PR #16, opened 2019-02-18
V0.0 series

TeriForey:
Removed old tests, merged variants and updated tests.


TeriForey:
@PeteCausey-Freeman Can you have a look over this and check you're 100% happy with all the changes and that nothing else needs adding at this point.

PeteCausey-Freeman:
This seems to cover everything that we discussed. If you are happy with the testing then merge and tag. Thanks

Issue #44, opened 2019-05-15
Protein output incorrect for NM_005228.4:c.2237_2255delinsT


PeteCausey-Freeman:
[...]

Issue #41, opened 2019-04-30
REST API returns a warning using 'hg38' as genome build


beboche:
The REST API returns the following warning:

"Invalid genome build has been specified. Automap has selected the default build (GRCh38)"
When using 'hg38' as genome build like in:
https://rest.variantvalidator.org:443/variantvalidator/hg38/chr14%3Ag.88839501A%3EG/all

PeteCausey-Freeman:
Hi @beboche beboche
Agreed. The same is not apparent for the hg19 equivalent so this is a bug
https://rest.variantvalidator.org:443/variantvalidator/hg19/chr14:g.89305845A>G/all

For now please use GRCh38 instead of hg38 while this is sorted.

PeteCausey-Freeman:
Closed by fix #45

PR #45, opened 2019-05-15
Bug fixes for #44 and #41

PeteCausey-Freeman:
VariantValidator now correctly handles delins where the variant protein is shorter than the reference protein


TeriForey:
Code was extracted and merged via PR 47

PR #74, opened 2019-07-11
Fix tx update

PeteCausey-Freeman:


PeteCausey-Freeman:
This should be sufficient for a final v0.0 series tag. Please add an appropriate version number, merge into master and tag.

TeriForey:
Thanks Pete, it looks good! I need to finish what I'm doing with v1 but then I'll get right on this.

PR #90, opened 2019-09-19
Develop v1.0

PeteCausey-Freeman:


PeteCausey-Freeman:
Fixes travis and provides an updated VV dataset

PR #260, opened 2021-01-15
Added single letter code functionality

AliJ752:
Hey Naomi, Ive added some single letter functionality to the input checks (may not need it if we take variant validator just in case)


Istaisa:
Looks good

PR #293, opened 2021-08-17
Update to Travis.com

PeteCausey-Freeman:


ifokkema:
A word of warning.... Despite them saying it is, Travis-ci.com is not free! It gives you credits, that run out pretty fast. Better go and change your settings to have tests run only at PRs or so (so not every push triggers a build). From the top of my head, you only get some 1000 minutes for free. How fast that runs out depends on your tests of course. Mine take some 15 minutes, so including the booting of the machine and the setup, we're looking at some 18 minutes per build. So I'm only getting ~55 runs for free. Not sure if the credits reload at the end of the year or if these are one-time credits. You can buy 2500 minutes for 15 USD I think, so it's not too bad, but definitely not free anymore.

PeteCausey-Freeman:
Nice one. Thanks. Are the settings controlled within the travis website?

PeteCausey-Freeman:
Found it. Thanks for the tip

ifokkema:
> Found it. Thanks for the tip

Cool, no worries!

So on Linux, 10 credits are 1 minute build time. I'm checking how fast I'm running out, and will likely pay 15 USD per year to keep running on Travis as that's cheaper than trying to figure out how to move the tests elsewhere (I'm not cheap lol).

PeteCausey-Freeman:
Agreed. 10,000 credits a month should do us and if necessary I don't mind paying an extra 15 quid occasionally from my own pocket. I'll bill the universities with 1000 % inflation ;)

ifokkema:
Haha sounds profitable :rofl: 
Note that the credits don't reload every month. Not sure if they reload at all... so it might just be 10,000 credits one-off.

PeteCausey-Freeman:
Hmm. They don't make that clear on the website either. Will have to see how we get on. Thanks again

ifokkema:
Yeah, it's super unprofessional. When I googled for more info, all I found was loads of rants on the subject, but very little info. I'm glad I switched late as you did, so I could enjoy a few more months of free builds :sweat_smile:

PR #345, opened 2022-02-16
Tandem repeats dev rob

RSWilson1:
Merging Rob and Becky's changes to final version.


RSWilson1 (commented):
Checked with current Expaned_repeats version and all up-to-date.

PR #348, opened 2022-02-16
Tandem repeats dev rob

RSWilson1:


RSWilson1:
added test -- coverage at 80%

PR #563, opened 2023-12-12
Improve how SeqRepo errors appear to users

John-F-Wagstaff:
Hello Pete this looks like the right place to put the improved error message but I ended up being a bit verbose, can you have a check and see what you think, I will update as necessary.


John-F-Wagstaff:
Improved wording, review (in meeting) from Pete.

Peter-J-Freeman (commented):
Looks like the correct place to me. We will monitor to see if there are any other places it is needed

PR #635, opened 2024-07-18
Update transcript version warnings to include genome build info for a…

Peter-J-Freeman:
…lignments available


ifokkema:
Can we set up some kind of system that notifies me when warnings or error messages change? Or, is there some kind of index or dictionary where I can see what possible warnings or error messages can be created by VV? Since there are no error codes, LOVD parses the strings sent by VV to try and figure out what is information, a warning, or an error. When the strings change, LOVD doesn't know what the message means anymore since it doesn't match any of the pre-configured strings. I noticed yesterday during the VIJ meeting (after we discussed providing feedback about the availability of new transcript versions) that my tool now considers using an older transcript version as a fatal error because the string changed somewhere along the way. I sometimes add new strings when I notice a new message I don't match yet, although this probably also means some other message can be removed. However, I don't have an overview of when things change or what possible errors exist. Of course, having permanent error codes would be even better, but as an alternative, can we set up some system that notifies me so I can adapt the LOVD-VV library in time?

Peter-J-Freeman:
We definately need some discussion around this. Some serious issues have arisen since we migrated to the Ensembl data.

I think ErrorCodes are the way to go. We did start including these. In this case we could add the prefix TranscriptVersionError: (or warning perhaps TranscriptVersionWarning: )

We need to go through the code base and add error prefixes to all error messages and document them. This is a big job, but I should get on with it over the summer!!!!

Peter-J-Freeman:
Note, this error message will stay. Do you want me to add the prefix and push a new version @ifokkema. If so, what prefix?

Peter-J-Freeman:
Have added in the flag TranscriptVersionWarning: as the error code here

Peter-J-Freeman:
Opened an issue @ifokkema

PR #2, opened 2015-12-17
Don't do DNS lookups each time we want to send metrics

spladug:
socket.sendto() was resolving the name of the statsd server each time we
needed to send a batch of metrics. This was obviously quite slow. By
doing an upfront socket.connect() call, the DNS lookup only happens
once.

Here's what it looked like when I put the IP address instead of hostname
in the configs:

render 3

:eyeglasses: @kjoconnor @bsimpson63


kjoconnor:
:fish: programming!!!

bsimpson63:
:fish:

Issue #4, opened 2015-12-18
Thrift pool exceptions don't have good error messages


spladug:
Because of the `TException` constructor, `message` is `None`. This makes for rather annoying log messages.

spladug:
Improved in 2895dc2a8f9b5e692a05b3d3d78757c5a8a2feb7.

PR #9, opened 2015-12-21
Various small improvements

### LINKED ISSUE #3: Remove rounding from metrics
Though [the spec](https://github.com/b/statsd_spec) says "For compatibility all values should be integers in the range (-2^53^, 2^53^)." rounding the metrics to an integer is making for really really ugly graphs when things are quick.  It looks like everything we're using is float-safe, so let's just let the raw numbers through.

screenshot from 2015-12-18 09 38 01

spladug:
These fix #3 and #4. I'll do retries next.

:eyeglasses: @bsimpson63 @kjoconnor

### DIFF
--- a/baseplate/metrics.py
+++ b/baseplate/metrics.py
@@ -73,7 +73,7 @@ class RawTransport(object):
         self.socket.connect(endpoint.address)
 
     def send(self, serialized_metric):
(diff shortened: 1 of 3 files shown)


bsimpson63:
:fish:

kjoconnor:
:fish:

━━━

_The problem_
Exactly how many lines of the records hold "commented"? Give the number without any words.

_Written solution_
2